Human elbow motor learning skills of varying loads: Proof of internal model generation using joint stiffness estimation

Abstract

This study presents a human elbow motor learning strategy responding to varying loads. Inspired by Kawato’s internal model theory, we suggest hypothesis that human minimize the internal model error by updating the joint stiffness to generate stable and robust motion during repetitive voluntary action with varying weight of load condition. We designed experimental robotics device to verify our hypothesis and the device is capable of precisely measuring human elbow joint stiffness very accurately. The subject was instructed to perform the prescribed elbow motion without notifying the weight of the load for neutral experimental condition and we recorded joint position, perturbation torque of actuator, reaction torque from torque sensor, and mean absolute value (MAV) of the surface EMG (sEMG) in forearm muscles and upper arm muscles as a reference criterion for elbow joint impedance modulation during motor learning.

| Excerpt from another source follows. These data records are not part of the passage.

PR #740, opened 2023-01-20
Re-enable and polish IAudioClient3 to achieve lower latencies

Filoppi:
I made this PR for Dolphin ([link](https://github.com/dolphin-emu/dolphin/pull/11466)) and it's currently in testing, though I thought to propise to Mozilla as well, to potentially get some feedback.

**This PR re-activates ```IAudioClient3``` on WASAPI**. This allows PCs with Windows 10+ to achieve lower latencies:
[Microsoft doc](https://learn.microsoft.com/en-us/windows-hardware/drivers/audio/low-latency-audio)
theoretically the **latency should be pretty similar to the WASAPI exclusive** mode (depending on the device driver), but without its limitations.
If not supported, it will fall back to the classic/old ```IAudioClient``` audio mode.

Most of the code was already there, though **Mozilla disabled it because it gave problems with input streams** ([bug report](https://bugzilla.mozilla.org/show_bug.cgi?id=1590652)). For that reason, we are only using it with output streams, and additionally, I have polished the code a lot and added handling of a few edge/error cases that were not acknowledged before.
**Chromium has safely used ```IAudioClient3``` for years**, so I have analyzed its implementation, and multiple other open source applications, to find out what might be **improved here**.

One major problem was that the latency set by the user was in samples (48Khz on Dolphin), not in ms, but cubeb failed to convert it for device actual output sample rate, so the latency could have been set to extremely low or high values, which could have made it starve for samples.
~~Also, cubeb failed to check if the mixer format it generated was fully supported by ```IAudioClient3```, and thus sometimes it wouldn't initialize correctly. I'm not 100% sure about this, but I've been testing this with @eliasreid, who can confirm as his audio device only supports 24bit formats, and cubeb forced 16bit on it and Dolphin produced crackled sounds (it didn't seem to be a latency issue). See ```CHECK_MIXER_FORMAT_SUPPORT``` for more.~~ (This was only partially true)

The code is kind of done, but there are quite a few things that **could benefit from testing**.
I've added some defines at the top of the files, which are all meant for testing, and I think the current configuration is the best, but if something is wrong with your output (or ```IAudioClient3``` fails to activate).

### DIFF
--- a/src/cubeb_wasapi.cpp
+++ b/src/cubeb_wasapi.cpp
@@ -33,6 +33,31 @@
 #include "cubeb_tracing.h"
 #include "cubeb_utils.h"
 
+// Some people have reported glitches with IAudioClient3 capture streams:
+// http://blog.nirbheek.in/2018/03/low-latency-audio-on-windows-with.html
+// https://bugzilla.mozilla.org/show_bug.cgi?id=1590902
+#define ALLOW_AUDIO_CLIENT_3_FOR_INPUT 0
+// IAudioClient3::GetSharedModeEnginePeriod() seem to return min latencies
+// bigger than IAudioClient::GetDevicePeriod(), which is confusing (10ms vs
+// 3ms), though the default latency is usually the same and we should use the
+// IAudioClient3 function anyway, as it's more correct
+#define USE_AUDIO_CLIENT_3_MIN_PERIOD 1
+// If this is true, we allow IAudioClient3 the creation of sessions with a
+// latency above the default one (usually 10ms).
+// Whether we should default this to true or false depend on many things:
+// -Does creating a shared IAudioClient3 session (not locked to a format)
+//  actually forces all the IAudioClient(1) sessions to have the same latency?
+//  I could find no proof of that.
+// -Does creating a shared IAudioClient3 session with a latency >= the default
+//  one actually improve the latency (as in how late the audio is) at all?
+// -Maybe we could expose this as cubeb stream pref
+//  (e.g. take priority over other apps)?
+#define ALLOW_AUDIO_CLIENT_3_LATENCY_OVER_DEFAULT 1
+// If this is true and the user specified a target latency >= the IAudioClient3
+// max one, then we reject it and fall back to IAudioClient(1). There wouldn't
+// be much point in having a low latency if that's not what the user wants.
+#define REJECT_AUDIO_CLIENT_3_LATENCY_OVER_MAX 0
+
 // Windows 10 exposes the IAudioClient3 interface to create low-latency streams.
 // Copy the interface definition from audioclient.h here to make the code
 // simpler and so that we can still access IAudioClient3 via COM if cubeb was
@@ -1867,6 +1892,44 @@ wasapi_get_min_latency(cubeb * ctx, cubeb_stream_params params,
     return CUBEB_ERROR;
   }
 
+#if USE_AUDIO_CLIENT_3_MIN_PERIOD
+  // This is unreliable as we can't know the actual mixer format cubeb will
+  // ask for later on (nor we can branch on ALLOW_AUDIO_CLIENT_3_FOR_INPUT),
+  // and the min latency can change based on that.
+  com_ptr<IAudioClient3> client3;
+  hr = device->Activate(__uuidof(IAudioClient3), CLSCTX_INPROC_SERVER, NULL,
+                        client3.receive_vpp());
+  if (SUCCEEDED(hr)) {
+    WAVEFORMATEX * mix_format = nullptr;
+    hr = client3->GetMixFormat(&mix_format);
+
+    if (SUCCEEDED(hr)) {
+      uint32_t default_period = 0, fundamental_period = 0, min_period = 0,
+               max_period = 0;
+      hr = client3->GetSharedModeEnginePeriod(mix_format, &default_period,
+                                              &fundamental_period, &min_period,
+                                              &max_period);
+
+      auto sample_rate = mix_format->nSamplesPerSec;
+      CoTaskMemFree(mix_format);
+      if (SUCCEEDED(hr)) {
+        // Print values in the same format as IAudioDevice::GetDevicePeriod()
+        REFERENCE_TIME min_period_rt(frames_to_hns(sample_rate, min_period));
+        REFERENCE_TIME default_period_rt(
+            frames_to_hns(sample_rate, default_period));
+        LOG("default device period: %I64d, minimum device period: %I64d",
+            default_period_rt, min_period_rt);
+
+        *latency_frames = min_period;
+
+        LOG("Minimum latency in frames: %u", *latency_frames);
+
+        return CUBEB_OK;
+      }
+    }
+  }
+#endif
+
   com_ptr<IAudioClient> client;
   hr = device->Activate(__uuidof(IAudioClient), CLSCTX_INPROC_SERVER, NULL,
                         client.receive_vpp());
@@ -1886,18 +1949,8 @@ wasapi_get_min_latency(cubeb * ctx, cubeb_stream_params params,
   LOG("default device period: %I64d, minimum device period: %I64d",
       default_period, minimum_period);
 
-  /* If we're on Windows 10, we can use IAudioClient3 to get minimal latency.
-     Otherwise, according to the docs, the best latency we can achieve is by
-     synchronizing the stream and the engine.
-     http://msdn.microsoft.com/en-us/library/windows/desktop/dd370871%28v=vs.85%29.aspx
-   */
-
-  // #ifdef _WIN32_WINNT_WIN10
-#if 0
-     *latency_frames = hns_to_frames(params.rate, minimum_period);
-#else
+  // The minimum_period is only relevant in exclusive streams.
   *latency_frames = hns_to_frames(params.rate, default_period);
-#endif
 
   LOG("Minimum latency in frames: %u", *latency_frames);
 
@@ -1987,7 +2040,10 @@ handle_channel_layout(cubeb_stream * stm, EDataFlow direction,
   if (hr == S_FALSE) {
     /* Channel layout not supported, but WASAPI gives us a suggestion. Use it,
        and handle the eventual upmix/downmix ourselves. Ignore the subformat of
-       the suggestion, since it seems to always be IEEE_FLOAT. */
+       the suggestion, since it seems to always be IEEE_FLOAT.
+       This fallback doesn't update the bit depth, so if a device
+       only supported bit depths cubeb doesn't support, so IAudioClient3
+       streams might fail */
     LOG("Using WASAPI suggested format: channels: %d", closest->nChannels);
     XASSERT(closest->wFormatTag == WAVE_FORMAT_EXTENSIBLE);
     WAVEFORMATEXTENSIBLE * closest_pcm =
@@ -2031,12 +2087,12 @@ initialize_iaudioclient2(com_ptr<IAudioClient> & audio_client)
   return CUBEB_OK;
 }
 
-#if 0
 bool
 initialize_iaudioclient3(com_ptr<IAudioClient> & audio_client,
                          cubeb_stream * stm,
                          const com_heap_ptr<WAVEFORMATEX> & mix_format,
-                         DWORD flags, EDataFlow direction)
+                         DWORD flags, EDataFlow direction,
+                         REFERENCE_TIME latency_hns)
 {
   com_ptr<IAudioClient3> audio_client3;
   audio_client->QueryInterface<IAudioClient3>(audio_client3.receive());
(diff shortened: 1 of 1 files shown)


Filoppi:
I'm in the process of polishing the code and I've already removed many of the test settings as they revealed useless.
This does fix some bugs though, as just re-enabling `IAudioClient3` without the additional changes can output cracking sounds on some devices.
My next step kind of depends on you if you are interested. Specifically, I was wondering what's your stance on the user/client preferred latency. Is it "mandatory" to respect it, or it is just taken as "target" latency. IAudioClient(1) doesn't always seem to care about that value, so I suppose we should also kind of ignore it with IAudioClient3? Because it's unlikely that the latency asked by the user will be one of the ones accepted by the IAudioClient3 audio engine.

kinetiknz:
Thanks for working on this! We'd like to ship IAC3 support in Firefox at some point, but haven't had a chance to revisit the issues discovered during the previous rollout attempt.  I'll take a look at the changes so far over the next day or so and get back to you with any feedback.

padenot:
> My next step kind of depends on you if you are interested. Specifically, I was wondering what's your stance on the user/client preferred latency. Is it "mandatory" to respect it, or it is just taken as "target" latency. IAudioClient(1) doesn't always seem to care about that value, so I suppose we should also kind of ignore it with IAudioClient3? Because it's unlikely that the latency asked by the user will be one of the ones accepted by the IAudioClient3 audio engine.

It's more or less always been a "desirable target", not all backends can ensure this parameter is respected, so I don't think there's any problem here.

Filoppi:
@kinetiknz @padenot I have polished the code and removed all the test branches that turned out unneccessary from testing.
There are still some defines on the top of the code.
The one that is of most interest to me is ```ALLOW_AUDIO_CLIENT_3_LATENCY_OVER_DEFAULT ```, because a comment in cubeb stated that creating a IAudioSession3 shared stream (not locked to a format) would also lock all IAudioSession(1) streams to its same latency, but I haven't been able to verify that information, nor find it anywhere else. I don't think it is true, so I think we could safely keep the code as if ```ALLOW_AUDIO_CLIENT_3_LATENCY_OVER_DEFAULT``` was 1.

These are some good references for ```IAudioClient3``` code:
https://chromium.googlesource.com/chromium/src/media/+/master/audio/win/core_audio_util_win.cc
https://chromium.googlesource.com/external/webrtc/+/HEAD/modules/audio_device/win/core_audio_utility_win.cc
https://chromium.googlesource.com/external/webrtc/+/HEAD/modules/audio_device/win/core_audio_base_win.cc
https://github.com/sidewayss/cubeb/blob/master/src/cubeb_wasapi.cpp
https://github.com/microsoft/Windows-universal-samples/blob/main/Samples/WindowsAudioSession/cpp/WASAPIRenderer.cpp
https://github.com/microsoft/Windows-classic-samples/blob/main/Samples/Win7Samples/multimedia/audio/CaptureSharedEventDriven/WASAPICapture.cpp
https://learn.microsoft.com/en-us/windows-hardware/drivers/audio/audio-processing-object-architecture
https://learn.microsoft.com/en-us/windows-hardware/drivers/audio/audio-signal-processing-modes

Filoppi:
@kinetiknz don't really want to bother, though it would be cool to know what's your plan with this. If the chances of it getting merged any time soon are small, then I'll consider making a custom branch for Dolphin (as there isn't one now).
Thanks!

padenot:
I want to re-enable this, but haven't had time to sit down and look at your code (thanks for working on this, btw!). I've requested the review for myself, so I'll be reminded to look at it, and I'll find some time to do so, hopefully soon.

Filoppi:
> I want to re-enable this, but haven't had time to sit down and look at your code (thanks for working on this, btw!). I've requested the review for myself, so I'll be reminded to look at it, and I'll find some time to do so, hopefully soon.

I'm sorry. I'm going to ask for an ETA again. If it's still unknown, I'll try to branch this on the dolphin repo.

padenot:
Sorry for the trouble. We can probably land something as long as we can keep the current behaviour, so that we can both do QA and experiment in our own timelines.

Filoppi:
I did not test IAudioClient3 on input, but it's not enabled by default `ALLOW_AUDIO_CLIENT_3_FOR_INPUT`.
You can either test it or leave it off for now. It should be coded correctly, but to avoid delays in merging this I left it off.
Ultimately it's not as important as output.

sidewayss:
fyi - For many users, like me, the entire reason for low latency is for input, so that you can play along with the output by plugging in your electric guitar or keyboard or whatever.  With the currently latency that is simply implausible.

Filoppi:
> We can merge support for output only, and continue iterating on the input side if need be, we've taken too much time to merge this.

All good? Do I need to do anything for this to proceed?

padenot:
> All good? Do I need to do anything for this to proceed?

All good, in the sense that it's green both here, and on the Firefox infra, but that's not real machine with their diverse hardware, drivers and other moving bits. I'm having a final look at the code now. I'm thinking maybe we want to make it a bit more configurable than the current code, I'll take care of that by adding patches on top of your branch. Using flags maybe, Windows only.

All that to say that I'm looking into it, I don't think there's much to do but wait, sorry it takes so long.

src/cubeb_wasapi.cpp
```diff
@@ -1867,6 +1892,44 @@ wasapi_get_min_latency(cubeb * ctx, cubeb_stream_params params,
...
+      CoTaskMemFree(mix_format);
+      if (SUCCEEDED(hr)) {
+        // Print values in the same format as IAudioDevice::GetDevicePeriod()
+        REFERENCE_TIME min_period_rt(frames_to_hns(sample_rate, min_period));
+        REFERENCE_TIME default_period_rt(
+            frames_to_hns(sample_rate, default_period));
+        LOG("default device period: %I64d, minimum device period: %I64d",
+            default_period_rt, min_period_rt);
+
+        *latency_frames = min_period;
```
padenot, line 1923: Looks like `min_period` is in `hns` and `latency_frames` wants to be in frames. We need to check whether we can make this roundtrip properly if we need to have an exact value to trigger a fast path, or if this generally works.

src/cubeb_wasapi.cpp
```diff
@@ -1867,6 +1892,44 @@ wasapi_get_min_latency(cubeb * ctx, cubeb_stream_params params,
     return CUBEB_ERROR;
   }
 
+#if USE_AUDIO_CLIENT_3_MIN_PERIOD
+  // This is unreliable as we can't know the actual mixer format cubeb will
+  // ask for later on (nor we can branch on ALLOW_AUDIO_CLIENT_3_FOR_INPUT),
+  // and the min latency can change based on that.
```
padenot, line 1898: We can probably use a sentinel value for the latency here, if this is a problem.

src/cubeb_wasapi.cpp
```diff
@@ -2081,28 +2135,59 @@ initialize_iaudioclient3(com_ptr<IAudioClient> & audio_client,
...
     LOG("Requested latency %i was adjusted to %i", old_requested_latency,
         requested_latency);
   }
 
-  hr = audio_client3->InitializeSharedAudioStream(flags, requested_latency,
+  DWORD new_flags = flags;
+  // Always add these flags to IAudioClient3, they might help
+  // if the stream doesn't have the same format as the audio engine.
+  new_flags |= AUDCLNT_STREAMFLAGS_AUTOCONVERTPCM;
+  new_flags |= AUDCLNT_STREAMFLAGS_SRC_DEFAULT_QUALITY;
```
padenot, line 2179: `cubeb` handles SRC (using our own resampler with predictable performance and latency, from `speex_dsp`), so this is likely unnecessary. Similarly, `cubeb` has its own channel matrixer, that works in a way that all application code using `cubeb` will work in the same way regardless of the underlying backend.

OTOH, this probably doesn't hurt.

src/cubeb_wasapi.cpp
```diff
@@ -2081,28 +2135,59 @@ initialize_iaudioclient3(com_ptr<IAudioClient> & audio_client,
...
+
+  hr = audio_client3->InitializeSharedAudioStream(new_flags, requested_latency,
                                                   mix_format.get(), NULL);
+  // This error should be returned first even if
+  // the period was locked (AUDCLNT_E_ENGINE_PERIODICITY_LOCKED)
+  if (hr == AUDCLNT_E_INVALID_STREAM_FLAG) {
+    LOG("Got AUDCLNT_E_INVALID_STREAM_FLAG, removing some flags");
```
padenot, line 2186: Have we hit this in practice? I'm unsure what's going on. Naively, I thought that adding the flags in `new_flags` would make the stream **more** likely to be initialized, since converters are used.

padenot: I'll test this with weird setups on a real machine, I think. Is there a well known app that locks the stream params I can use for testing?

src/cubeb_wasapi.cpp
```diff
@@ -2114,22 +2199,37 @@ initialize_iaudioclient3(com_ptr<IAudioClient> & audio_client,
...
 
-  if (current_period >= default_period) {
-    LOG("Current shared mode engine period %i too high, not using IAudioClient",
-        current_period);
+#if REJECT_AUDIO_CLIENT_3_LATENCY_OVER_MAX
+  // Reject IAudioClient3 if we can't respect the user target latency.
+  // We don't need to check against default_latency anymore,
+  // as the current_period is already the best one we could get.
+  if (old_requested_latency > current_period) {
+    LOG("Requested latency %i greater than currently locked shared mode "
```
padenot, line 2227: I don't know about your use case, but this is fine for us I think.

src/cubeb_wasapi.cpp
```diff
@@ -33,6 +33,31 @@
 #include "cubeb_tracing.h"
 #include "cubeb_utils.h"
 
+// Some people have reported glitches with IAudioClient3 capture streams:
+// http://blog.nirbheek.in/2018/03/low-latency-audio-on-windows-with.html
+// https://bugzilla.mozilla.org/show_bug.cgi?id=1590902
+#define ALLOW_AUDIO_CLIENT_3_FOR_INPUT 0
```
padenot, line 39: I might switch those to a number of flags. This way, we can wire them up in application code, and users that are willing to experiment or help us debug can do so without getting test builds and such.

For us it would in in `about:config`, but I suppose any command line flag or settings panel would work.

padenot (commented):
Generally looks good, I'm going to test run it with a collection of weird devices I have accumulated over the years (but there's a few bank holidays coming up here in France, so likely next week). I'm also wondering if Windows 11 or more recent versions of 10 behave properly with input and output (that would be ideal!).

Thanks a lot in any case for the patch, and sorry for the time it takes...

src/cubeb_wasapi.cpp
Filoppi: I put these there for you to make tests and changes.
I am happy for you make any changes you want to the CL, as long as of course its still sourced from this one :).

src/cubeb_wasapi.cpp
Filoppi: `min_period` is in frames: https://learn.microsoft.com/en-us/windows/win32/api/audioclient/nf-audioclient-iaudioclient3-getsharedmodeengineperiod

src/cubeb_wasapi.cpp
Filoppi: it's likely to not hurt, I can't know how it works internally, but I'm sure it doesn't do anything if input/output have the same format already.

src/cubeb_wasapi.cpp
Filoppi: Yes, now it's been a while, but I'm pretty sure I got this at some point.

src/cubeb_wasapi.cpp
Filoppi: I think Dolphin could use this as on weak CPUs it can struggle to feed data to the audio stream, and thus having a bigger buffer is preferred and avoids starvation.
That said, I'm ok if this is removed if you prefer so.

Filoppi:
@padenot is there anything specific you'd still like me to address?

Filoppi:
@padenot sorry to bother again, any updates on this?

padenot:
Sorry for the delay. We're almost done with fixing the issues found after merging https://github.com/mozilla/cubeb/pull/542 (on WASAPI, there's still a crash that eludes us), and we're busy fixing two issues on this library: macOS low-latency audio glitches when running duplex streams on specific configurations, and quite a number of crashes on Android. Crashes and existing quality issues take precedence over optimizing existing well functioning code.

That said, I've been playing with this a bit more, and it looks like this is behaving better on recent Windows, so it's likely that when we've fixed those two issues on macOS and Android, we'll get this merged. Having so many users with so diverse hardware running Firefox makes even rare bugs important, and I think it's better for everybody to have stable code on the `master` branch, even if this means some downstream users having to carry patches, or have performance that could be slightly better.

Has this code been running somewhere in production?

Filoppi:
@padenot Nice. No, this code has only been tested by me and a couple of testers online.

padenot:
Yeah, that's the real issue with all this. I appeared to work fine on the machine we have, so we shipped it, and the latencies were indeed lower, but it was a train wreck in the field, and we had to disable it in emergency.

It was a long time ago though.

Filoppi:
@padenot 

Yeah. I understand, but it was like 4-5 years ago now? There's been years of development by MS, and they should have fixed any bugs with it.
Also I think my implementation tackles some issues with the original one and is a bit more safe.

padenot:
Yeah, I've been chatting with other folks that are doing real-time audio on Windows and deploy to lots of random systems, and it seems to be that it's in better shape, so I'm hopeful.

src/cubeb_wasapi.cpp
stenzek: Running this change locally, it seems like the period returned by `GetSharedModeEnginePeriod()` is relative to the mixing sample rate, not the rate passed in `params`. Therefore, if the device is set to a higher sample rate, the latency in frames will incorrectly? be higher, despite it presumably covering the same amount of time due to resampling. Not sure if this was the inaccuracy you mentioned in the comment above.

I ended up changing this to `*latency_frames = hns_to_frames(params.rate, min_period_rt);`, to match the non-IAC3 path below.

Filoppi: I'm willing to go back and test this if @padenot would be happy to consider merging it after :)

mirh:
Bonjour? It has been another 3 years now.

Modified ensemble-based system identification was applied to characterize the dynamic elbow mechanical impedance in transient state of moving loads. Experimental results show that subjects utilized high joint stiffness initially, but it decreases gradually and saturated to the level of 20%~60% of initial value after repetitive motion tests. The degree of saturation of motor learning varied with the weight of loads, this result supports the hypothesis that motor learning reduces joint stiffness by providing accurate internal model.